UAlbertaALTLab / crk-db

Managing the Plains Cree dictionary database
https://itwewina.altlab.app/
GNU General Public License v3.0
0 stars 3 forks source link

Handling of dialect markers from CW (ý) #115

Open fbanados opened 2 weeks ago

fbanados commented 2 weeks ago

ý characters are used in CW to denote a sound that change between different Cree dialects. For itwewina, these must be changed to y. We need a more consistent and future-proof way of handling these both in the crk-db repo and in morphodict.

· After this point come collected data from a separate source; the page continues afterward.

PR #750, opened 2024-09-12
fix(blob): limit keys to 950 characters

vvo:
To respect internal limitations we have, let's limit keys to 950 charactersa and
warn when you use more than that.

### DIFF
--- a/packages/blob/src/put-helpers.ts
+++ b/packages/blob/src/put-helpers.ts
@@ -68,6 +68,12 @@ export function createPutHeaders<TOptions extends CommonPutCommandOptions>(
   return headers;
 }
 
+// maximum path length is:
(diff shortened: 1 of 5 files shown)


packages/blob/src/put-helpers.ts
```diff
@@ -85,6 +91,12 @@ export async function createPutOptions<
     throw new BlobError('pathname is required');
   }
 
+  if (pathname.length > MAXIMUM_PATHNAME_LENGTH) {
```
luismeyer, line 89: is this function also used by copy? If not we need to add the check to the copy method aswell

vvo: indeed, I'll add that now

vvo: Added in cdc40b753adb9f4610e37beb3d52291c517f0eab

luismeyer (approved):

Issue #640, opened 2024-03-26
@vercel/blob - Folder entry coming through as blob


Kvek:
Hi,
When fetching the blobs using the `list()`, I noticed the sub folder (`trending`) containing the data coming through as an entry.

Folder structure in dashboard

> Blob project 
>> trending
>>> ...images

This happens for both `folded` and the default `expanded` modes. 

config
```
import { list } from "@vercel/blob";

  const { blobs } = await list({
    mode: "folded",
    prefix: "trending/"
  });
```

![Screenshot 2024-03-26 at 20 44 41](https://github.com/vercel/storage/assets/8972543/cdb43630-af9c-4fe8-9476-bfc5f2abc653)

![Screenshot 2024-03-26 at 20 45 15](https://github.com/vercel/storage/assets/8972543/1b6b784c-f2af-4a53-bc70-2f49d44cfde6)

Is this intended behaviour?

<hr>
I also receive this error presumably because the blob's url entry isn't a valid image url.

```
The requested resource isn't a valid image for https://3gzqlfvwgaygv21a.public.blob.vercel-storage.com/trending/ 
received application/octet-stream
``` 

Thanks.

gustavo-bonfim:
Same here

PR #751, opened 2024-09-13
feat(blob): add createFolder method

vvo:
And remove variadic calls from main put methods, which will allow us to more
easily upgrade to newer TS versions.

Related:
- https://github.com/vercel/storage/pull/682
- https://github.com/vercel/storage/pull/667

### DIFF
--- a/packages/blob/src/create-folder.ts
+++ b/packages/blob/src/create-folder.ts
@@ -1,0 +1,44 @@
+import { requestApi } from './api';
+import type { BlobCommandOptions } from './helpers';
+import { putOptionHeaderMap, type PutBlobApiResponse } from './put-helpers';
+
+export interface CreateFolderResult {
+  pathname: string;
+  /**
+   * URL of created folder. There is not content at this URL.
+   * Use this URL to delete the folder, just like you would delete a file.
+   */
+  url: string;
+}
+
+/**
+ * Creates a folder in your store. Vercel Blob has no real concept of folders, our file browser on Vercel.com displays folders based on the presence of trailing slashes in the pathname. Unless you are building a file browser system, you probably don't need to use this method.
+ * @param pathname - Can be user1/ or user1/avatars/
+ * @param options - Additional options like `token`
+ * @returns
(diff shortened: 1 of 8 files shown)


packages/blob/src/create-folder.ts
```diff
@@ -0,0 +1,44 @@
...
+  pathname: string;
+  /**
+   * URL of created folder. There is not content at this URL.
+   * Use this URL to delete the folder, just like you would delete a file.
+   */
+  url: string;
+}
+
+/**
+ * Creates a folder in your store. Vercel Blob has no real concept of folders, our file browser on Vercel.com displays folders based on the presence of trailing slashes in the pathname. Unless you are building a file browser system, you probably don't need to use this method.
```
luismeyer, line 11: should we warn here, that folders will appear as blobs when you call `list()`? https://github.com/vercel/storage/issues/640

test/next/src/app/vercel/blob/script.mts
```diff
@@ -18,26 +18,26 @@ console.log();
...
-    axiosExample(),
-    gotExample(),
-    fetchExample(),
-    noExtensionExample(),
-    weirdCharactersExample(),
-    copyTextFile(),
-    listFolders(),
-    multipartNodeJsFileStream(),
-    fetchExampleMultipart(),
+    // textFileExample(),
```
luismeyer: this is for testing I guess

packages/blob/src/put.ts
```diff
@@ -54,14 +43,14 @@ export function createPutMethod<TOptions extends PutCommandOptions>({
     const options = await createPutOptions({
       pathname,
       // when no body is required (for folder creations) options are the second argument
```
luismeyer: this can be removed

luismeyer (approved):

test/next/src/app/vercel/blob/script.mts
vvo: yes will remove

See also #44, #30, #68, UAlbertaALTLab/morphodict#929, UAlbertaALTLab/morphodict#649, UAlbertaALTLab/morphodict#197, UAlbertaALTLab/morphodict#255, https://github.com/UAlbertaALTLab/morphodict/issues/96#issuecomment-552063925 https://github.com/UAlbertaALTLab/itwewina/issues/104#issuecomment-449160563, https://github.com/UAlbertaALTLab/crk-db/blob/9278ba490909d07ed5e3b41405bf60dfc0126687/lib/convert/CW.js#L48,

aarppe commented 2 weeks ago

Here's where this is discussed for the FST side:

https://github.com/giellalt/lang-crk/issues/30

fbanados commented 1 week ago

This issue also affects the merging of entries: e.g. AECD has a yôwênam entry, while CW uses ýowênam. If the merging process does not handle this, definitions are left out.

fbanados commented 3 days ago

Agreement is that the strict analyzer FST should be slightly relaxed to accept ý -> y. Eventually, also the generator FST should generate ý whenever the data used to build the FST supports it (that is, not every y shall become ý). In this way, main entries with ý can preserve the letter in their identifier, and thus itwewina can later implement an option to either show or hide the ý in the presentation.

aarppe commented 3 days ago

We can have an optional conversion of ý (->) y on the analysis side of the strict (normative) analyzing FST.

fbanados commented 2 days ago

I've recompiled the FSTs and these have been deployed to the dev version for testing.